When we opened up her scalp and drilled out a wallet-sized chunk of skull so we could access the tumor we were impressed again with the size of the lesion. It was a dark grey mushy mass of tissue inside the ivory white brain tissue, and it took us quite some time to dissect it carefully away from the healthy normal brain tissue, especially since these tumors are so vascular (which means they bleed whenever you touch them). We did finally get her tumor out and filled up the hole with saline so her brain wouldn't collapse back into the hole. We carefully sewed back the layers covering the brain and then I got to screw the flap of skull back on and we closed her scalp.

To my amazement she was only a little nauseated when she woke up. Then when I saw her in the ICU the next morning, she actually smiled! Wow, she hadn't done that for some time. By the third day after her operation she was joking, planning out her holiday preparations and was trying to make up for lost time in the energy department. I am not sure if her husband will be thanking us or not since she lost her energy gradually so he could get used to it, but now she had it all back over the space of 3 days, which has to be quite the shock.

Makes me especially grateful for what I have and how blessed I am. Also makes me feel very safe and secure to know that I have a personal relationship with God, and that He is so steadfast and dependable. Living is so unpredictable in itself, with seemingly random tragedy and elation waiting for each of us around the corner. I sure do not depend on my body for satisfaction or function tomorrow. I can either be cynical and sour about not being able to know that I too won't end up under the lights with my brain exposed, or else I can just accept that uncertainty and take solace in the odds and put my confidence and trust and life in the hands of the Creator and see what it is He would like my body to be doing during the time it is here.

Another guy we took some brain tumor from won't be so blessed. He is pretty devastated and upset given the fact that his tumors, unlike the lady above, are not primary brain tumors but they are metastases from lung cancer that has not yet been located. He has a 10 or less percent 5-year survival and he is very much into his body. He did smoke for years and years until he had a heart attack. He then started working out with the same enthusiasm he used to smoke with, ate all natural stuff and paid close attention to his body. What he gets from that is metastatic brain cancer that will buy him radiation and chemotherapy and a very low chance of making it more than 2 or 3 years from now. Unfortunately he worshiped his body, so he is devastated about it.

I have been thinking about him some lately, and hope I get to see him again sometime as the time he spent in the hospital was very busy for us... I never got a chance to talk with him about God more than just passing one-line comments to ascertain his openness to the subject, which seemed to indicate he was as he has no family and only a few friends around here. I will keep praying he will come to know God in a way that allows him to place his life in His hands (as if it is not already, you know?).

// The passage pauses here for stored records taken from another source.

Issue #547, opened 2015-04-17
Can't use -z with test name starting with `exclude`


alexeyr:
I have a test called `exclude_nested_map_with_scalar_from_flattening`. When trying to run it with `-z` in ScalaTest 2.2.4, I get
```
> testOnly scalan.FlatteningTests -- -z exclude_nested_map_with_scalar_from_flattening
WARNING: Argument 'exclude' has been deprecated and will be removed in a future version of ScalaTest.  Please use -l instead.
[trace] Stack trace suppressed: run last enterprise-edition/test:testOnly for the full output.
[error] (enterprise-edition/test:testOnly) java.lang.IllegalArgumentException: Invalid configuration, example valid configuration: exclude(a, b, c)
[error] Total time: 0 s, completed Apr 17, 2015 3:51:22 PM
```

bvenners:
Sorry, that's a good one! I believe we removed those deprecation warnings entirely from 2.3.x, but we'll double check.

PR #692, opened 2015-09-10
2.2: FriendlyParamsTranslator Fix

cheeseng:
Fixed can't use -z with test name starting with 'exclude' problem as reported here: https://github.com/scalatest/scalatest/issues/547


cheeseng:
No applicable anymore, there's another PR to remove FriendlyParamsTranslator from 3.0.x instead: 

https://github.com/scalatest/scalatest/pull/693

Well, that is what I have been dealing with the past week or so, along with many other patients as well. My stretch of being on call has come to a close so I get to enjoy Thanksgiving at home with the family and even get this weekend off, except I have to go in tomorrow because we are opening up a few more brains and spines.

We hope you all have a good Thanksgiving and have ability to be thankful for the blessings you have undeservedly been given.